Your answer should be every line below that includes the word "herzi".

Stored items
◇ ◇ ◇
PR #781, opened 2019-06-09
Add Q-Gears (Final Fantasy VII)

pcwalton:


games/q.yaml
```diff
@@ -1,3 +1,17 @@
+- name: Q-Gears
+  images:
+  - http://q-gears.sourceforge.net/ss.jpg
+  lang: C++
+  license:
+  - GPL2
+  development: halted
+  originals:
+  - Final Fantasy VII
```
cxong: This game will need to be added in the originals

games/q.yaml
```diff
@@ -1,3 +1,17 @@
+- name: Q-Gears
+  images:
+  - http://q-gears.sourceforge.net/ss.jpg
+  lang: C++
```
cxong:
```suggestion
  lang: C++
  framework: OGRE
```

games/q.yaml
```diff
@@ -1,3 +1,17 @@
...
+  license:
+  - GPL2
```
cxong:
```suggestion
  - GPL2
content: commercial
```

games/q.yaml
wonea: Sorted

Issue #147, opened 2015-04-08
Enemy Engaged repository?


wonea:
Enemy Engaged was released as open source but have to join mailing list to get access to their GIT server. Unsure whether they want their GIT address public. Any comment?

http://eechcentral.simhq.com/index.php?title=Development

https://en.wikipedia.org/wiki/Enemy_Engaged:_RAH-66_Comanche_vs._KA-52_Hokum

Mantis - Enemy Engaged
http://bugs.enemyengaged.net/my_view_page.php

nikuda:
This original source release. We don't have a way of marking it as such. I'd keep holding the addition until we have a way of designating original source releases from remakes/clones.

nikuda:
Blocked by #533

enemy-engaged-developers:
This repo isn't open source, please don't mark it as such.

PR #798, opened 2019-06-20
Add Enemy Engaged (#147)

cxong:


wonea:
Noticed some C++ code in there too.

cxong:
The C++ code might be part of 3rd party libraries only

Issue #774, opened 2019-06-07
Enduro


rafaelcastrocouto:
New game
https://racascou.itch.io/enduro

```yaml
- name: Enduro Tribute
  type: remake
  originals: [Enduro]
  repo: https://github.com/rafaelcastrocouto/enduro
  url: https://racascou.itch.io/enduro
  development: complete
  status: playable
  lang: [HTML5, Javascript, CSS]
  license: MIT
  content: open
  info:
  updated: 5/19
  images:
    - https://img.itch.zone/aW1nLzIxMzUyMzgucG5n/original/DZBGLA.png
```

cxong:
https://en.wikipedia.org/wiki/Enduro_(video_game)

PR #820, opened 2019-07-11
Add Enduro Tribute (#774)

cxong:


wonea:
@cxong Just spotted the licence is wrong should be 'As is'

Issue #833, opened 2019-07-24
Add gorillas-rs


cxong:
https://github.com/nodef0/gorillas-rs

PR #840, opened 2019-08-02
Add Gorillas-rs

pehsa:
#833

### DIFF
--- a/games/g.yaml
+++ b/games/g.yaml
@@ -249,6 +249,23 @@
   updated: 2015-04-06
   url: https://github.com/Lyndir/Gorillas
 
+- name: Gorillas-rs
+  type: clone
+  originals:
+    - Scorched Earth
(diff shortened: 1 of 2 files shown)


games/g.yaml
```diff
@@ -249,6 +249,23 @@
   updated: 2015-04-06
   url: https://github.com/Lyndir/Gorillas
 
+- name: Gorillas-rs
+  type: clone
+  originals:
+    - Scorched Earth
```
cxong: the original should be gorilla.bas
https://en.wikipedia.org/wiki/Gorillas_(video_game)

pehsa: Changed! Sorry, I don't know the original game. The gameplay was similar to Scorched Earth and that was my first thought.

cxong:
@nodef0 FYI

PR #3547, opened 2025-10-11
Add 2048-puzzle

ju5:


rhoit:
[ASCII-board](https://github.com/bekar/ASCII-board) is the simple library to calculate board size and create ASCII art font, it was originally developed for 2048 and later expanded to few other TTY games.

PR #3600, opened 2025-10-19
Add Monkey Bubble

ju5:


games/m.yaml
```diff
@@ -1788,6 +1788,35 @@
   images:
   - https://identicalsoftware.com/mojotron/screenshot1.png
 
+- name: Monkey Bubble
+  originals:
+  - Puzzle Bobble
+  type: clone
+  repo: >-
+    https://web.archive.org/web/20081008073432/http://www.monkey-bubble.org/downloads
```
```suggestion
  repo: https://github.com/herzi/monkey-bubble
```

games/m.yaml
```diff
@@ -1792,8 +1792,7 @@
   originals:
   - Puzzle Bobble
   type: clone
-  repo: >-
-    https://web.archive.org/web/20081008073432/http://www.monkey-bubble.org/downloads
+  repo: https://github.com/herzi/monkey-bubble
```
herzi: I think this is a better source: https://gitlab.gnome.org/Archive/monkey-bubble

MB never was “my” game, I just contributed a few times.

herzi (changes requested):

PR #3666, opened 2025-10-29
Add Ladder repo

ju5:


games/l.yaml
```diff
@@ -78,8 +78,9 @@
   status: playable
   type: remake
   added: 2015-05-09
-  updated: 2015-05-10
+  updated: 2025-10-30
   url: https://ostermiller.org/ladder/
+  repo: https://sourceforge.net/projects/laddergame/
```
cxong, line 83: this doesn't have the source code

ju5: The homepage does not publish the source code either (https://ostermiller.org/ladder/download.html). As stated in the info section, the source code can be extracted from the JAR file.

PR #3688, opened 2025-11-01
Add Lode Runner SVGA

ju5:


cxong (changes requested):
doesn't look like the release contains source code

PR #3698, opened 2025-11-02
Add Airline Tycoon

ju5:


games/a.yaml
```diff
@@ -353,6 +353,24 @@
   images:
   - 'https://oldschoolprg.x10.mx/images/prj_airball0.png'
 
+- name: Airline Tycoon
+  originals:
+  - Airline Tycoon
+  type: official
```
```suggestion
  type: remake
```
it contains significant changes from original so it should be a remake

PR #3702, opened 2025-11-03
Add River Raid (VHDL)

ju5:


games/r.yaml
```diff
@@ -993,6 +993,22 @@
   - https://i.stack.imgur.com/Nz443.png
   - https://icculus.org/~ravage/rott/rott_installer.jpg
 
+- name: River Raid (2020)
```
```suggestion
- name: River Raid (VHDL)
```
I think this is more notable

PR #3710, opened 2025-11-04
Add MicroWar

ju5:


games/m.yaml
```diff
@@ -1032,6 +1032,31 @@
...
+  url: 'https://microwar.sourceforge.net/'
+  feed: 'https://sourceforge.net/p/microwar/news/feed.rss'
+  development: halted
+  status: playable
+  content: open
+  langs:
+  - Python
+  frameworks:
+  - pygame
+  - SDL
```
```suggestion
```
it should be using SDL indirectly via pygame

PR #3711, opened 2025-11-04
Add AB3D-RTG

ju5:


originals/a.yaml
```diff
@@ -268,6 +268,21 @@
...
+  external:
+    website: 'https://www.mobygames.com/game/12217/alien-breed-3d/'
+    wikipedia: Alien Breed 3D
+  platforms:
+  - Amiga
+  meta:
+    genres:
+    - FPS
+    subgenres:
+    - Run and gun
```
cxong:
```suggestion
```
run and gun is a subgenre of shmups, not FPS

PR #3714, opened 2025-11-05
Add Do The Same

ju5:


originals/d.yaml
```diff
@@ -499,6 +499,15 @@
     themes:
     - Fantasy
 
+- name: Do The Same
+  external:
+    website: 'https://web.archive.org/web/20160307152033/http://dothesame.jagware.org/'
+  platforms:
+  - Atari
```
cxong: should be jaguar

ju5: [Jaguar](https://en.wikipedia.org/wiki/Atari_Jaguar) is not in the platforms list.

cxong: it can be added to the schema as Jaguar

cxong (approved):

PR #3742, opened 2025-11-07
Add Checkered Flag

ju5:


games/c.yaml
```diff
@@ -678,6 +678,22 @@
   type: remake
   updated: 2019-10-26
 
+- name: Checkered Flag
+  originals:
+  - Checkered Flag
+  type: official
+  repo: >-
+    https://www.jagware.org/jag_uploads/dev/curt_vendel_jagfiles/#:~:text=Checkered%20Flag
+  url: 'https://www.youtube.com/watch?v=WYY_Q1tZOWM&t=327s'
```
```suggestion
```
I don't think we should link to a video for the URL

PR #3745, opened 2025-11-08
Add Minegauler

ju5:


LewisGaul:
> - 🏗 Minegauler uses "Qt" as a framework, but doesn't have C++ in its languages.

Maybe "PyQt" should be specified instead?

cxong (approved):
◇ ◇ ◇
* [Exercise solution]
  repo: https://github.com/herzi/monkey-bubble
+  repo: https://github.com/herzi/monkey-bubble
herzi: I think this is a better source: https://gitlab.gnome.org/Archive/monkey-bubble
herzi (changes requested):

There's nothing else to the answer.